Not all event types are available at both levels. For example, Page-specific events can only be enabled at the Page level, while browser-wide events can only be enabled at the Browser level.

Detailed Event System Documentation

The event system is a core component of Pydoll's architecture and will be covered in detail in a dedicated section. This will include event types, handling patterns, and advanced event-driven techniques.

Proxy Configuration

Pydoll supports using proxies for browser connections. This is useful for web scraping, testing geo-specific content, or bypassing IP-based rate limits:

from pydoll.browser.chrome import Chrome
from pydoll.browser.options import Options

options = Options()

# Configure a proxy
options.add_argument('--proxy-server=http://proxy.example.com:8080')

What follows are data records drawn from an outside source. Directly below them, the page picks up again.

PR #392, opened 2018-03-09
Created a Text component with 2 possible text styles

landitus:
Addresses: https://github.com/auth0/cosmos/issues/384


landitus:
Will do ASAP

nkohari:
I'm just going to merge this for now so the PR doesn't become stale, but we should add documentation eventually. :)

Issue #88, opened 2017-12-22
Binary props vs enum


siddharthkp:
What makes a more intuitive API?

```jsx
<Button primary large>Button</Button>

<Button transparent small>Button</Button>
<Button destructive small>Button</Button>
```

	vs.

```jsx
<Button type="primary" size="large">Button<Button>

<Button type="transparent" size="small">Button</Button>
<Button type="destructive" size="small">Button</Button>
```

The first approach has a simpler API, you write as you think, _I need a large primary button_, the conflicting props are not obvious, you need to rely on `prop-type` validation warnings to catch mistakes

![screen shot 2017-12-22 at 6 30 45 pm](https://user-images.githubusercontent.com/1863771/34312920-4c4677e8-e746-11e7-9fa1-5aea1e40da5d.png)

The second approach does not have conflict problems at the cost of a longer/more explicit API.

luisrudge:
I vote for the first one 😬

nicogarcia:
At first glance I like the first one but does it allow to dynamically set the value as does the second? E.g. `<Button type={buttonType} ...`

luisrudge:
it does.

```js
<Button
    transparent={shouldBeTransparent}
    small>Button</Button>
```

nicogarcia:
Yeah, but that should be `<Button transparent={shuldBeTransparent} primary={shouldBePrimary} secondary={shouldBeSecondary}...` I think, for some use cases. Maybe both approaches can be accepted? Or would it be confusing?

astanciu:
I too vote for the second one. You have one property (type), with many options (primary, transparent, etc..)

The first format would allow me to do bad things like:
```JSX
<Button primary transparent>Button</Button>
```

What's the type there?

luisrudge:
> Yeah, but that should be <Button transparent={shuldBeTransparent} primary={shouldBePrimary} secondary={shouldBeSecondary}... I think, for some use cases. Maybe both approaches can be accepted? Or would it be confusing?

Well, this is the code for your example:

```js
<Button type={shuldBeTransparent ? 'transparent' : shouldBePrimary ? 'primary' : shouldBeSecondary ? 'secondary' : 'default'} />
```

I rather have the first one 😊

alejofernandez:
I vote for option 1, I wasn't a fan of it when I saw it first, but I'm convinced now that it is more readable.

ramasilveyra:
I vote for `<Button primary large>` approach.

[...]

Issue #87, opened 2017-12-22
Should button be clickable while it's in loading state?


siddharthkp:
![screen shot 2017-12-22 at 6 10 12 pm](https://user-images.githubusercontent.com/1863771/34312499-62bbaad2-e743-11e7-831b-ec68b621163c.png)

If not, there are 2 ways of doing it:

1. Override `onClick` prop when the `loading` prop is passed
2. You need to pass `loading` and `disabled` both to disable clicks.

luisrudge:
As a future consumer, I expect this to be handled by the lib itself, so passing loading=true would automatically set to disabled (or ignore the onclick)

landitus:
I agree with @luisrudge !

nkohari:
This has been implemented in the current `Button` component.

PR #400, opened 2018-03-12
Replaced colliding Booleans with enums in Button and Tooltip

### LINKED ISSUE #364: Change use of Booleans to enums wherever they could collide
After some debate (see #88) we've decided to avoid the use of multiple Boolean props to control a single aspect of components, and instead use an enumeration. This will result in slightly more ugly code, but avoids potential issues where different properties could collide.

nkohari:
Closes #364.
Related to #88.

This patch combines the `default`, `primary`, `transparent`, `link`, and `destructive` props on `Button` into a single enumeration called `intent`. The name of this prop is debatable; there were several suggestions, so I just picked one that was more descriptive than `type`. 😄 

The `disabled`, `loading`, and `success` props are left as Booleans, and they influence (or override) the styles set by intents. It's still technically possible for these state-oriented properties to collide, but it's reasonable to have a combination of two. For example, you might want to disable a button while a form is saving, so you might set it both `disabled` and `loading`.

In `Tooltip`, the `top` and `bottom` props are combined into a `position` enum. We could just eliminate the `top` prop and keep the `bottom` prop as a Boolean. However, if we decided to add more positions in the future, it would either end up as a breaking change or result in an inconsistent API.

### DIFF
--- a/src/components/atoms/button/button.md
+++ b/src/components/atoms/button/button.md
@@ -30,10 +30,10 @@ Buttons are great to ask users for action
 <div>
   <Stack>
     <Button>default</Button>
-    <Button primary>primary</Button>
-    <Button transparent>secondary</Button>
-    <Button link>Clear</Button>
-    <Button destructive>Delete</Button>
+    <Button intent="primary">primary</Button>
+    <Button intent="transparent">secondary</Button>
+    <Button intent="link">Clear</Button>
+    <Button intent="destructive">Delete</Button>
   </Stack>
 </div>
 ```
@@ -59,7 +59,7 @@ Icon buttons work well in compact spaces. You can pick name of `icon` from [docs
 ```js
 <div>
   <Stack>
-    <Button link icon="copy" />
+    <Button intent="link" icon="copy" />
     <Button icon="copy" />
   </Stack>
 </div>
--- a/src/components/atoms/button/button.md
+++ b/src/components/atoms/button/button.md
@@ -30,10 +30,10 @@ Buttons are great to ask users for action
 <div>
   <Stack>
     <Button>default</Button>
-    <Button intent="primary">primary</Button>
-    <Button intent="transparent">secondary</Button>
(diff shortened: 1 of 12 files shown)


landitus:
Nice!!

I think we are going to have more positions for the tooltip, so it's nice to have the position enum!

landitus:
@nkohari Just a heads up, there are some docs and components in the overview that still have the old button syntax, like https://auth0-cosmos-enums.now.sh/docs/ButtonGroup

siddharthkp:
Looks really good!

Should the _state_ of the button be grouped together as well? 

Right now, one conflicting half is grouped, but the other conflicting half isn't.

`<Button intent="transparent" disabled loading success>Button</Button>`


Suggested: 
```jsx
<Button intent="transparent" state="disabled">Button</Button>
<Button intent="transparent" state="loading">Button</Button>
<Button intent="transparent" state="success">Button</Button>

```

siddharthkp:
>  but it's reasonable to have a combination of two. For example, you might want to disable a button while a form is saving, so you might set it both disabled and loading.

Combinations would definitely exist, but I don't consider that to be part of the API or job of the user 

Example: `<Button intent="primary" state="loading">Button</Button>` would be a blue button with the loading circle and disabled for clicks.

Related: https://github.com/auth0/cosmos/issues/87

nkohari:
Whoops! Sorry about that, I'll fix it momentarily.

nkohari:
While I was fixing the remaining problems, I realized that Form Actions have a property called `appearance` which we're just passing along to the `Button` as `intent`. Maybe `appearance` is the right name. 😄

siddharthkp:
I'd say pick one you like and we'll rename it later/whenever

beneliflo:
vote `appearance` 👍

landitus:
I like appearance too

nkohari:
Appearance it is!

Issue #376, opened 2018-03-07
Make the Client type options as radio buttons inside dialog


landitus:
We are using <a> tags for each option. Being a form, its more accessible to use a radio button group and style it. This is still a local component, shouldn't affect the library.

PR #403, opened 2018-03-13
[WIP] Change `Client Type` anchors to radio on dialog

beneliflo:
Tracking https://github.com/auth0/cosmos/issues/376

The principal idea what we talk with @landitus is change `anchors` to `radio` option in the selection of the `Client Type`. This is more effective in the use and the right semantic to this kind of options.
Maybe the engineering isn't my strong but is good to have to @siddharthkp 😄

This is an approach. Now this escalates and we have to build a component for this. 😅 

WDYT?

### DIFF
--- a/src/manage/pages/clients/create-client-dialog.js
+++ b/src/manage/pages/clients/create-client-dialog.js
@@ -8,17 +8,23 @@ import { StyledHeading } from 'auth0-cosmos/atoms/heading'
 import ClientTypeImages from '../../components/client-types-images'
 
 const ClientType = props => (
-  <ClientType.Element onClick={props.onClick} selected={props.selected}>
+  <ClientType.RadioElement onClick={props.onClick} selected={props.selected}>
+    <ClientType.Radio
+      type="radio"
+      value={props.name}
+      checked={props.checked}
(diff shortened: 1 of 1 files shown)


landitus:
Just want to add that these radio button disguised like cards are a potencial global component. We have them in use prominently in the onboarding. I'll post screenshots

siddharthkp:
Overall looks real good to me. 

With one minor code change:

I know this isn't your code (hi @nkohari!), but `Client.Element` or `Client.RadioElement` is a style that we use inside cosmos so that we can export it and override it.

I'd not want others to learn this pattern in the example app, it should be easy-peasy.

Because it's in the same file, I'd just replace that with 

```js
const RadioElement = styled.a``
```

and use that.

nkohari:
This has [WIP] in the title, so I'm assuming it shouldn't be merged? I added the `don't merge` label for the meantime.

nkohari:
@landitus @beneliflo Anyone know why this is still marked don't merge? Is this ready to go or should we abandon it? (See also #376.)

nkohari:
Closed since this has become stale. Will rework later using `Radio`.

PR #404, opened 2018-03-13
New avatar prop

beneliflo:
Tracking https://github.com/auth0/cosmos/pull/398 and https://github.com/auth0/cosmos/issues/406

Adding new props :D


siddharthkp:
Not sure if this the right place, but there's this bug: `If you supply a bigger image than size, it does not get contained`

nkohari:
Squashed commits and force-pushed before merge to keep history clean.

PR #420, opened 2018-03-20
Add size prop to Button

### LINKED ISSUE #417: Add support for large-sized Buttons
Currently in Manage, there is a large button in addition to the regular-sized ones that we already support. In order for Cosmos to be used in Manage, we need to add a `large` Boolean prop to `Button`.

@landitus could you provide mockups/screenshots of the "large" `Button`?

nkohari:
Closes #417.

This patch adds a `size` prop to `Button`, which controls the vertical height and horizontal padding of the button. Also, the branching logic in `Button` was quickly turning to spaghetti so I took a stab at simplifying it. In addition to (hopefully) making the code easier to understand, this should also fix some bugs with edge cases; for example, previously setting a button with only an icon to `success` would cause it to gain a minimum width and horizontal padding.

I also added the new large button to `PageHeader` and `EmptyState`. I think we probably want the `small` button inside of the clients table in the example app, but I wasn't sure.

### DIFF
--- a/src/components/atoms/button/button.md
+++ b/src/components/atoms/button/button.md
@@ -13,18 +13,20 @@
 
 ### Basic button
 
-Buttons are great to ask users for action
-
 ```js
 <Button>Save</Button>
 ```
 
-### Button types
+### Button appearance
 
-* Primary actions help attract attention to the main action
-* Use secondary actions for actions that are not as important
-* Link button for linky stuff, idk?
-* Destructive buttons warn the user about it's effects. Proceed with caution.
+The `appearance` prop defines the overall visual style of the Button. You can use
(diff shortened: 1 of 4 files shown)


landitus:
> I think we probably want the small button inside of the clients table in the example app, but I wasn't sure.

Not sure either, will check

nkohari:
Added a commit to change the spacing on the large buttons per conversation w/ @landitus.

landitus:
LGTM! I think we'll need to update the Overview with more sensible examples after this. But I could do it in another PR.

landitus:
Fixed one of the examples in the docs!, LGTM!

# For proxies requiring authentication
browser = Chrome(options=options)
await browser.start()

# Pydoll automatically handles proxy authentication challenges
page = await browser.get_page()
await page.go_to("https://example.com")

Private Proxy Authentication

Pydoll handles private proxy authentication automatically:

  1. When a proxy authentication challenge is detected, Pydoll intercepts it
  2. The proxy credentials are applied from the options
  3. The authentication is completed transparently
  4. Your automation continues without interruption

This makes working with authenticated proxies much simpler compared to traditional browser automation.

Conclusion

The Browser domain serves as the foundation of Pydoll's architecture, providing a powerful interface to browser instances through the Chrome DevTools Protocol. By understanding its capabilities and patterns, you can create sophisticated browser automation that's more reliable and efficient than traditional webdriver-based approaches.

The combination of a clean abstraction layer, comprehensive event system, and direct control over the browser process enables advanced automation scenarios while maintaining a simple and intuitive API.